Another relevant technical aspect involves structured data, a kind of labelling that makes it possible to explicitly declare the nature of certain elements within the HTML source of web pages. For years SEOs focused solely on a small number of types and properties supported by Google, with particular attention to those that triggered rich results (carousels, rich cards, graphical elements such as review stars, etc.). However, the arrival of LLMs has opened up new opportunities to leverage this tool in order to make site content more visible in AI-based engines, which use any meta-information that helps them better understand the content of a page.

To grasp how much these opportunities have expanded, consider that the schemas currently available comprise over 800 types and 1,500 properties.

An interesting aspect currently under discussion is the introduction of an LLMs.txt file containing key information about the domain in markdown format. This file — which, like robots.txt, should be placed in the root folder of the site — could in theory facilitate real-time retrieval of important information by LLMs. As of today, however, the major LLM providers have not confirmed support for this file, and there is also a potential risk of abuse in the form of spam from webmasters.

The AI revolution has lengthened the list of technical checks, radically changing the criteria by which solutions once considered best practice are evaluated. It’s time to monitor brand visibility in an answer-first environment.

Conclusions

In conclusion, it is undeniable that the AI revolution in online search has already had a significant impact on the technical optimisation activities aimed at improving site visibility within responses from the new models — extending the checklist and radically reshaping the criteria by which certain technical solutions, once aligned with best practices, are now judged.

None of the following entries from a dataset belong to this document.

PR #2778, opened 2026-08-26
fix(labels): hold a holdout failure-mode tag to the taxonomy it is compared against

cagataycali:
## The defect

`FAILURE_MODES` is a field domain rather than one surface's convention.
`docs/data/episode-labels.md` introduces its domain table with "Each holds in
both directions - the writer refuses a value outside it, and so does the reader,
so a sidecar another writer produced is held to the same domains as one this
build wrote", and its `episode_index` row spells out what that means for a
quantity with several spellings: "Holds in each spelling the index arrives in ...
and a key of `measure_agreement`'s holdout mapping".

The failure-mode tag arrives in three spellings. Two are graded:

| spelling | held to the taxonomy |
|---|---|
| `annotate_episode(failure_mode=...)` | yes, `episode_labels.py:494` |
| `judge.failure_mode` read back from the sidecar | yes, `_record_problem`, `episode_labels.py:238` |
| a holdout entry's `failure_mode` in `measure_agreement` | **no** |

Because the first two confine the judge's tag to `None` or a member, a holdout
tag outside the vocabulary can never equal it. It was not compared and found
different - it was uncomparable, and counted as a disagreement.

## Measured

One dataset. The judge tagged episode 1 `jerky_motion`; the human meant the same
thing and spelled it `"jerky"`. Same pair of opinions, both readings under
`status: success` on `main`:

| holdout tag | `failure_mode_agreement` | `disagreements` |
|---|---|---|
| `"jerky_motion"` | 1.0 | `[]` |
| `"jerky"` | **0.0** | one row naming the typo |

Ten unusable spellings all measured 0.0 the same way - `"jerky"`,
`"Jerky_Motion"`, `"jerky_motion "`, `"jerky-motion"`, `""`, `"unknown"`, `3`,
`True`, `["jerky_motion"]`, `{"mode": "jerky_motion"}` - and every one of them is
already refused by both of the other two spellings.

The failure direction is one-way. A tag outside the vocabulary cannot match
anything the judge is permitted to carry, so the reported agreement can only come
out **below** the truth. `measure_agreement`'s own docstring says what that
costs: "The calibration step before trusting the judge to filter training data:
a judge whose grades do not track a human's on a small holdout should not be
deciding what a policy trains on."

## Why nothing caught it

`tests/test_episode_labels.py::TestReadLabelsRefusesAnUnreadableRecord` already
refuses this exact harm one field over, in this same function, and its wording
transfers verbatim:

> `test_an_unreadable_grade_is_not_a_silently_understated_calibration`: "an
> unreadable grade never equals a valid human one, so it was scored as a
> disagreement and the reported agreement came out BELOW the truth - the
> direction that makes a sound judge look unsound."

That cell grades the *sidecar* side of the `quality` comparison. Both ends of the
judge's `failure_mode` were likewise graded. The holdout side of the tag
comparison was the one input to the measurement that no domain reached, and the
existing `measure_agreement` cells all pass in-vocabulary tags, so the gap was
invisible.

## The change

`+3` statements in `measure_agreement`: read the holdout tag and refuse it when
it is neither `None` nor a member, mirroring `annotate_episode`'s wording so a
reader who has seen one refusal recognises the other.

The vocabulary check stays inline rather than moving to a shared `*_error`
helper, matching how this module already treats a fixed vocabulary:
`QUALITY_GRADES` is checked at four sites (`annotate_episode`, `filter_episodes`,
`_record_problem`, `measure_agreement`) with four surface-appropriate messages
and no helper. The tuple is the shared owner. A helper here would have to either
reword `_record_problem`'s read-side message - which deliberately explains the
downstream consequence rather than stating a domain - or carry two templates.

Placement is before the episode lookup, so a holdout entry the function cannot
compare is refused whether or not that episode happens to carry an annotation.
Otherwise the refusal would depend on how much of the holdout the judge got
through, which is the reason `read_labels` refuses an unreadable record rather
than skipping it.

Docs and docstring updated in the same change: the `failure_mode` row now names
its three spellings the way the `episode_index` row does, and the
`human_labels` argument states the domain the way it already states `quality`'s.

## Tests

`tests/test_holdout_failure_mode_vocabulary.py`, 50 cells in five classes.
Pre-fix, with only the source reverted:

| class | role | failed | total |
|---|---|---|---|
| `TestTheVocabularyIsAFieldDomainNotOneSurfacesConvention` | premise | 0 | 3 |
| `TestAnOutOfVocabularyHoldoutTagIsRefused` | regression | 13 | 4 defs |
| `TestTheRefusalDoesNotDependOnWhatTheJudgeGotThrough` | placement | 1 | 1 |
| `TestEveryReaderOfTheTagNamesTheVocabulary` | derived | 1 | 3 |
| `TestWhatIsUnchanged` | control | 0 | 5 |

`15 failed, 35 passed`. Nothing in the premise or control classes fires, so the
refusal is not new strictness: the premise class drives the same ten values
through the other two spellings and shows both already refuse them.

## Mutations

`fires` is failures in the new file; `sib` is failures in
`tests/test_episode_labels.py`, `tests/tools/test_episode_judge.py` and
`tests/simulation/test_replay_episode_index_domain.py`. `collected` was 50 on
every row, and the source was restored byte-identically after each.

| mutation | fires | sib | notes |
|---|---|---|---|
| control, no mutation | 0 | 0 | |
| the guard is removed | 15 | 0 | the whole pre-fix set |
| the guard moves one line down, ahead of the unjudged-episode skip | 0 | 0 | a semantic no-op - it still runs for every entry |
| the guard moves *past* that skip | 1 | 0 | the placement cell, alone |
| an explicit `None` is refused too | 3 | **58** | over-reach; 58 pre-existing cells rely on `None` and an absent tag being usable |
| only non-strings are refused | 10 | 0 | leaves every string typo, which is the realistic input |
| the tag is coerced to `None` instead of refused | 14 | 0 | a quieter wrong answer, not a fix |
| the message drops the holdout index | 4 | 0 | |
| the message drops the vocabulary | 2 | 0 | |
| the message drops the value | 2 | 0 | |
| a fourth reader of the tag lands, inventory **derived** | 1 | 0 | `test_the_shipped_module_has_no_such_reader`, naming it |
| the same fourth reader, inventory **hardcoded** to today's three | 1 | 0 | that cell goes silent; only the constructed-exemplar cell fires |

Twelve mutations, eleven detected, ten distinct firing sets. The last pair is why
the reader inventory is read off the module rather than listed: the whole defect
was one reader of this field that the domain had not reached, and with the
inventory hardcoded a new such reader is invisible to the survey - the
constructed-exemplar cell then catches the hardcoding itself rather than the
plant, which is the two layers doing different jobs.

## Gate

  tests_integ` (1594 files).
- mypy **24 == 24** against a pristine worktree of the merge base, normalised
  message sets byte-identical in both directions, 0 attributable to the changed
  files.
- Paired 379-file selection (everything naming `episode_labels` /
  `episode_judge` / `FAILURE_MODES` / `QUALITY_GRADES`, plus every guard that
  walks the tree, reads a docstring, or reads `docs/`, `README` or
  `changelog.d/`), with the new file excluded from both trees so the selection is
  identical: **18058 collected and `17 failed, 17974 passed, 67 skipped` on
  both**, failing-ID sets identical, `comm` empty in both directions. All 17 need
  `awsiot`, which is absent and declared in the `[mesh-iot]` extra.
- New file: 50 passed. With the three neighbouring suites plus the two guards `main`
  added since the merge base: 962 passed, 1 skipped.
- Coverage of `strands_robots/episode_labels.py`: `203 statements / 11 missing /
  95%` to `206 / 10 / 95%`. The scoped selection was checked against the
  full-suite run first and reports the same numbers and the same missing-line
  list for this module, so it is a faithful oracle here. The value is the pin,
  not the line count.

No visual artifact: this is a label-sidecar domain check, not policy,
simulation, rendering, recording or asset behaviour. The measured before/after
readings above are the evidence.


yinsong1986 (approved):
## Summary

Closes the one ungraded spelling of the `FAILURE_MODES` field domain: `measure_agreement` now refuses a holdout entry whose `failure_mode` is neither `None` nor a vocabulary member, instead of silently scoring it as a disagreement. Because the judge's tag is already confined to the vocabulary at both ends (`annotate_episode` on write, `_record_problem` on read-back), an out-of-vocabulary holdout tag could only ever pull `failure_mode_agreement` below the truth - the direction that makes a sound judge look unsound on the calibration that decides whether it filters training data. The guard is +3 statements, placed before the episode lookup so the refusal does not depend on how much of the holdout the judge got through, and its message mirrors `annotate_episode`'s wording while naming the holdout entry, the field, the vocabulary and the value.

## What's good

- Semantics preserved where they matter: explicit `None` stays a real, comparable opinion; an absent tag still means "not measured"; every vocabulary member still compares - all pinned in `TestWhatIsUnchanged`.
- The reader inventory in `TestEveryReaderOfTheTagNamesTheVocabulary` is derived from the module's AST rather than hardcoded, so a fourth reader of the tag is graded on arrival - which is exactly the class of gap this PR fixes.
- Keeping the vocabulary check inline rather than lifting a shared helper is argued against AGENTS.md's guard-sharing rule with the `QUALITY_GRADES` precedent (four sites, surface-appropriate messages), and `_record_problem`'s deliberately different read-side wording supports that call.
- Changelog fragment (not a direct `CHANGELOG.md` edit), docs domain table updated to name all three spellings the way the `episode_index` row does, docstring `Raises:` block updated in the same change, ASCII-clean throughout, and a thorough mutation table in the description.

PR #2780, opened 2026-08-26
fix(g1): apply the vendor's per-joint gains on rt/lowcmd, not one scalar

cagataycali:
## The defect

`_build_lowcmd_from_action` fills `kp`/`kd` for any joint the caller did not give
explicit gains for. Those defaults were a single pair — `kp=25.0`, `kd=0.5` —
applied to all 29 joints.

The G1's low-level position mode is tuned against a per-joint gain table. The
vendor's own `rt/lowcmd` reference for this robot ships 29-entry `Kp`/`Kd` lists
at module scope, and they are not flat: `Kp` takes three distinct values and `Kd`
two, because the joints do not carry comparable loads. Both knees are the
stiffest entries at `kp=100, kd=2`.

Measured on the frame the shipped builder produces, driving all 29 joints with
scalar targets:

| slots | joints | shipped | reference | under by |
|---|---|---|---|---|
| 3, 9 | both knees | 25.0 / 0.5 | 100 / 2 | **4.0x kp, 4.0x kd** |
| 0-2, 6-8, 12 | hips, waist yaw | 25.0 / 0.5 | 60 / 1 | 2.4x kp, 2.0x kd |
| 4-5, 10-11, 13-14, 15-28 | ankles, waist, arms | 25.0 / 0.5 | 40 / 1 | 1.6x kp, 2.0x kd |

Every shipped value sat strictly below every reference value, so no joint was
even coincidentally right:

```
EVERY shipped kp strictly below EVERY reference kp: True
EVERY shipped kd strictly below EVERY reference kd: True
distinct (kp, kd) under-by pairs: [(1.6, 2.0), (2.4, 2.0), (4.0, 4.0)]
worst kp deficit: 4.00x on ['left_knee', 'right_knee']
```

Three distinct ratio pairs is the reason this cannot be fixed by picking a better
scalar — no single value reproduces the table.

## Why nothing surfaced it

Two independent reasons, and they compound.

**The firmware does not validate gains.** It validates `crc`, `mode_machine` and
the per-motor Enable byte — the three fields whose absence makes a frame get
dropped. An under-gained frame is well formed, accepted, and reported as a
successful publish. Each joint's closed-loop stiffness is then whatever was
sent, and no status a caller can read says otherwise.

**The test that claimed to pin the defaults could not.** Its docstring said the
wire capture made a change to them "a test-visible event, not a silent
regression", while the assertion imported the two constants it compared against:

```python
from strands_robots.drivers.g1 import _DEFAULT_KD, _DEFAULT_KP
...
assert m.kp == pytest.approx(_DEFAULT_KP)
```

An expectation read from the constant under test follows any edit to that
constant, so it stayed green for every value including a wrong one.

Gains also sit **inside the checksum payload** — the vendor's `LowCmd_` pack
format spends `B3x5fI` per motor on mode, padding, `q`/`dq`/`tau`/`kp`/`kd`, and
reserve. Measured, changing one knee's gains moves the frame's CRC from
`3439364746` to `1975534031`. So gains have to be right before the CRC is
stamped; they are not correctable in a later frame.

## The change

`_SDK_KP` / `_SDK_KD` carry the reference table, indexed by the same slot as
`_G1_JOINT_INDEX`, and the builder subscripts them with the slot the joint name
resolved to. The tables are grouped the way the vendor groups its own lists —
two legs, a waist, two arms — so the 29-entry width follows from
`6 + 6 + 3 + 7 + 7` and the left/right symmetry is visible rather than asserted.

The old constants are removed rather than aliased. Behaviour a caller relied on
is unchanged: a supplied `kp`/`kd` still wins, and when only one of the two is
supplied the omitted term falls back to *that joint's* reference value rather
than to a flat default. The zero-torque stop frame still zeroes every gain.

One further correction: the removed constants' comment attributed `25.0 / 0.5` to
a reference stack's "rested-arm hold". That provenance is not locatable — the
vendor SDK's `example/g1/` tree contains no such gains, and its own value for an
arm joint is `40 / 1`.

## Verification

**The regression fails before the change and passes after.** Flattening the
table back to `25.0 / 0.5` and re-running:

| | failed | of |
|---|---|---|
| with the fix | **0** | 112 |
| table flattened to `25.0 / 0.5` | **37** | 112 |

Per class, on the flattened tree:

| class | pre-fix | role |
|---|---|---|
| `TestTheGainTableIsTheVendorReference` | 30/31 | regression |
| `TestTheGainsAreGenuinelyPerJoint` | 3/3 | regression |
| `TestTheWireFrameCarriesTheSlotsOwnGains` | 3/3 | regression |
| `test_g1_driver.py` (the strengthened cell) | 1/72 | regression |
| `TestTheBuilderIndexesTheTablePerSlot` | **0/1** | structural, value-independent |
| `TestWhatTheTableDoesNotChange` | **0/2** | over-reach guard |

Both guard classes are clean pre-fix, which is what makes them guards.

**Mutations.** Ten, each applied to the source with the tests held fixed;
`collected` is stable at 112 in every row, so no row hides behind a deselection:

| mutation | fires |
|---|---|
| control (fix in place) | **0** |
| table flattened to `25.0 / 0.5` | 37 |
| `kp` flattened to `40.0` — a value from *inside* the table's range | **15** |
| knee `kp` 100 -> 40 (one entry) | 7 |
| `kd` flattened to `1.0` (`kp` intact) | 8 |
| waist and second leg groups transposed | 8 |
| `kp` table truncated (one arm group dropped) | 13 |
| builder uses `_SDK_KP[0]` for every slot | 4 |
| zero-torque frame leaks the table (over-reach) | 2 |

Ten distinct firing sets, none undetected. The `40.0` row is the one that
matters: a scalar chosen from inside the table's own range is still caught, which
is exactly what an equality-against-the-constant assertion cannot do.

**The contract is graded without the vendor SDK.** `unitree-sdk2` is not a
declared dependency, so a contract asserted only behind `skipif(not _HAS_SDK)` is
asserted by nothing in CI. 35 of the 40 new cells need no SDK; the 5 wire cells
confirm the rest describes what lands on the topic.

```
no SDK on the path : 35 passed, 5 skipped
SDK available      : 40 passed
tests/drivers/     : 253 passed
```

**Paired gate**, 430 files (all of `tests/drivers/`, every test that walks the
tree or reads source/docstrings/`changelog.d`, and everything naming g1), the new
file excluded from both trees:

| | collected | failed | passed | skipped |
|---|---|---|---|---|
| this branch | 21705 | 12 | 21571 | 122 |
| base | 21705 | 12 | 21571 | 122 |

Failing-ID sets are identical, both `comm` directions empty. All 12 are
environmental and pre-existing: 7 in `tests/mesh/test_mesh_session.py` from a
`STRANDS_MESH_AUTH_MODE=mtls` value in the environment, and 5 that assert `rclpy`
is absent where it resolves.

tests_integ`; `mypy` reports `Success: no issues found in 1591 source files`,
with 0 errors attributable to the changed files.

## No visual artifact

The change is a wire-format default on a hardware driver, so there is no
simulation behaviour, rendering, recording or asset to show. I did attempt to
demonstrate the physical consequence and it is worth recording why it does not
work: the vendor's MuJoCo G1 drives its joints with position servos carrying
their own fixed `kp=500 / kv=43` (`gaintype=FIXED gainprm=500`,
`biastype=AFFINE biasprm=[0, -500, -43.01]`), so `ctrl` is a position target and
the `LowCmd_` gains have no representation in that model at all — with
`ctrl[:] = 0` it holds the keyframe pose at `z=0.7915`. Demonstrating the deficit
would mean rebuilding those actuators as torque motors and adding a balance
controller, which would measure a model I authored rather than the robot. The
measured tables above are the evidence; nothing in the description claims a
physical outcome I did not measure.

## Scope

Issue #2765 lists this as decidable against the SDK without hardware, alongside
several items that are not. This change takes only the gain table. The remaining
items there — in particular whether an `rt/lowcmd` write should consult an FSM
gate at all — need a G1 in the room, so the issue stays open.

### DIFF
--- a/changelog.d/2780-g1-per-joint-gains.md
+++ b/changelog.d/2780-g1-per-joint-gains.md
@@ -1,0 +1,42 @@
+### Fixed: the G1 low-level write path applies the vendor's per-joint gains, not one scalar
+
+`G1Driver.send_action` builds a `LowCmd_` for `rt/lowcmd`, filling `kp`/`kd` for
+any joint the caller did not give explicit gains for. Those defaults were a
+single pair -- `kp=25.0`, `kd=0.5` -- applied to all 29 joints. The G1's
+low-level position mode is tuned against a per-joint gain table whose `Kp` takes
+three distinct values and `Kd` two, because the joints do not carry comparable
+loads: both knees are the stiffest entries at `kp=100, kd=2`, and they are the
+joints that hold a standing biped up.
+
+Every entry of the scalar pair sat strictly below every entry of the reference
+table, so no joint was even coincidentally correct. The deficit arrived in three
+distinct ratio pairs -- 1.6x stiffness and 2.0x damping on the ankles, waist and
+arms; 2.4x and 2.0x on the hips and waist yaw; 4.0x and 4.0x on both knees --
+which is why no single scalar, chosen anywhere in the table's range, can
+reproduce it.
+
+Nothing surfaced this. The firmware validates `crc`, `mode_machine` and the
+per-motor Enable byte; it does not validate gains. An under-gained frame is
+therefore well formed, accepted, and reported as a successful publish, so the
+only symptom is a robot that tracks its target badly or sags under its own
+weight, with no error for an operator to read. Gains also sit inside the
+checksum payload -- the vendor's `LowCmd_` pack format spends `B3x5fI` per motor
+on mode, padding, `q`/`dq`/`tau`/`kp`/`kd`, and reserve -- so they have to be
+correct before the CRC is stamped rather than corrected in a later frame.
+
+The gain tables are now grouped the way the vendor groups its own lists (two
+legs, a waist, two arms), so the 29-entry width follows from 6 + 6 + 3 + 7 + 7
+and the left/right symmetry is visible rather than asserted. Behaviour a caller
+already relied on is unchanged: a supplied `kp`/`kd` still wins, including when
+only one of the two is supplied, in which case the omitted term falls back to
+that joint's own reference value rather than to a flat default. The zero-torque
+stop frame still zeroes every gain, which is what "soft" means on that wire.
+
+This also strengthens the test that claimed to pin the defaults. Its docstring
+said the wire capture made a change to them "a test-visible event, not a silent
+regression", while the assertion imported the two constants it was comparing
+against -- an expectation read from the constant under test follows any edit to
+that constant, so it stayed green for every value including a wrong one. The
+expected numbers are now literals, and the new regression file grades the whole
+table against a locally stated copy of the reference, slot by slot, without
+needing the vendor SDK installed.
--- a/changelog.d/2780-g1-per-joint-gains.md
+++ b/changelog.d/2780-g1-per-joint-gains.md
@@ -17,9 +17,9 @@ reproduce it.
 
 Nothing surfaced this. The firmware validates `crc`, `mode_machine` and the
 per-motor Enable byte; it does not validate gains. An under-gained frame is
-therefore well formed, accepted, and reported as a successful publish, so the
-only symptom is a robot that tracks its target badly or sags under its own
-weight, with no error for an operator to read. Gains also sit inside the
+therefore well formed, accepted, and reported as a successful publish. The
+closed-loop stiffness of each joint is whatever was sent, and no status a caller
+can read says otherwise. Gains also sit inside the
 checksum payload -- the vendor's `LowCmd_` pack format spends `B3x5fI` per motor
 on mode, padding, `q`/`dq`/`tau`/`kp`/`kd`, and reserve -- so they have to be
 correct before the CRC is stamped rather than corrected in a later frame.
--- a/strands_robots/drivers/g1.py
+++ b/strands_robots/drivers/g1.py
@@ -131,12 +131,39 @@ _G1_JOINT_INDEX: dict[str, int] = {
 # ``for i in range(G1_NUM_MOTOR)``, where ``G1_NUM_MOTOR = 29``).
 _G1_NAMED_JOINTS: int = max(_G1_JOINT_INDEX.values()) + 1
 
-# PD gain defaults used when a caller does not supply per-joint gains.  These
-# are the gains the neon reference stack uses for a rested-arm hold; they are
-# deliberately conservative and match what the FSM 501 (sitting) hold expects.
-# A caller who cares supplies ``kp``/``kd`` in the action dict.
-_DEFAULT_KP: float = 25.0
-_DEFAULT_KD: float = 0.5
+# Per-joint PD gains applied when a caller does not supply ``kp``/``kd``,
+# indexed by the same slot as :data:`_G1_JOINT_INDEX`.  Transcribed from the
+# vendor's own ``rt/lowcmd`` reference for this robot -- the module-scope
+# ``Kp``/``Kd`` lists in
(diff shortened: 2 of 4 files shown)


yinsong1986 (dismissed):
## Summary

Replaces the single scalar PD-gain default (`kp=25.0`, `kd=0.5`) in the G1 driver's `_build_lowcmd_from_action` with the vendor's per-joint 29-entry gain table, indexed by the same slot as `_G1_JOINT_INDEX`. The table is composed as `leg + leg + waist + arm + arm` (6+6+3+7+7), so the 29-entry width falls out of the group structure. Explicit caller-supplied `kp`/`kd` still win over the table, and the zero-torque stop frame stays all-zeros. I independently verified the transcribed values against the vendor's `unitree_sdk2_python/example/g1/low_level/g1_low_level_example.py` module-scope `Kp`/`Kd` lists on master -- they match slot for slot, including the knee entries at `kp=100, kd=2` and the waist `(60, 40, 40)` asymmetry.

## What's good

- The new `tests/drivers/test_g1_per_joint_gains.py` states the vendor's numbers locally as an independent oracle rather than importing the constant it grades, and splits SDK-free contract cells (which run in CI) from SDK-gated wire cells -- exactly the layering that would have caught the original flat-default defect.
- Over-reach guards pin what the change must NOT touch: supplied gains still win, and the zero-torque stop frame stays soft.
- Ran the two driver test files at head: 87 passed, 25 skipped (SDK-gated). `ruff check` / `ruff format --check` clean; the repo's whole-tree grader tests (host paths, ASCII tool strings, test naming, xref roles, except-tuple scope) all pass on the head tree.

## Verification suggestions

- The PR carries no `changelog.d/2780-*.md` fragment; `.github/workflows/changelog-fragment.yml` will surface that (self-clearing, per AGENTS.md step 3).
- On real hardware, note the scalar-target default is now materially stiffer on the legs (knee `kp` 25 -> 100), which is the point of the fix -- but worth a hardware smoke of a scalar hold before relying on it in a demo.

yinsong1986 (approved):
## Summary

Replaces the G1 driver's single scalar PD-gain default (`kp=25.0`, `kd=0.5`) with the vendor's per-joint 29-entry table (`_SDK_KP`/`_SDK_KD`), composed as `leg + leg + waist + arm + arm` and indexed by the same slot as `_G1_JOINT_INDEX`. Caller-supplied gains still win (including the partial case, which now falls back to the slot's own value), and the zero-torque stop frame stays all-zeros. I re-verified the transcription against the vendor's `unitree_sdk2_python/example/g1/low_level/g1_low_level_example.py` module-scope `Kp`/`Kd` lists on master: they match slot for slot, including both knees at `kp=100, kd=2` and the waist `(60, 40, 40)` asymmetry. The removed `_DEFAULT_KP`/`_DEFAULT_KD` were private with no consumers outside this driver and its own test, so the deletion breaks no external surface, and the `changelog.d/2780-*` fragment is present per AGENTS.md step 3.

## What's good

- The new test file states the vendor's numbers locally as an independent oracle instead of importing the constant it grades - closing exactly the tautology that let the flat default ship past a test claiming to pin it - and splits SDK-free contract cells (which CI actually runs) from SDK-gated wire cells.
- Independently reproduced the regression's teeth: at head, the two driver test files pass (87 passed, 25 SDK-gated skips); with the `kp` table flattened back to `25.0`, 33 of the 40 new cells fail without the SDK on the path. The over-reach guards (supplied gains win, stop frame stays soft) are held apart from the regression cells, as documented.
- `ruff check` clean on the three changed Python files; all new user-facing and source text is plain ASCII.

After completing baseline technical optimisation, it is necessary to assess the impact of these activities on visibility within LLM responses, through a form of monitoring that is markedly different from the classic approach of traditional rank analyzers. Since this type of monitoring also — and above all — serves to shape content strategies in the new landscape, we will have the chance to explore the topic in more depth in the article dedicated to the impact of the AI revolution on content strategy.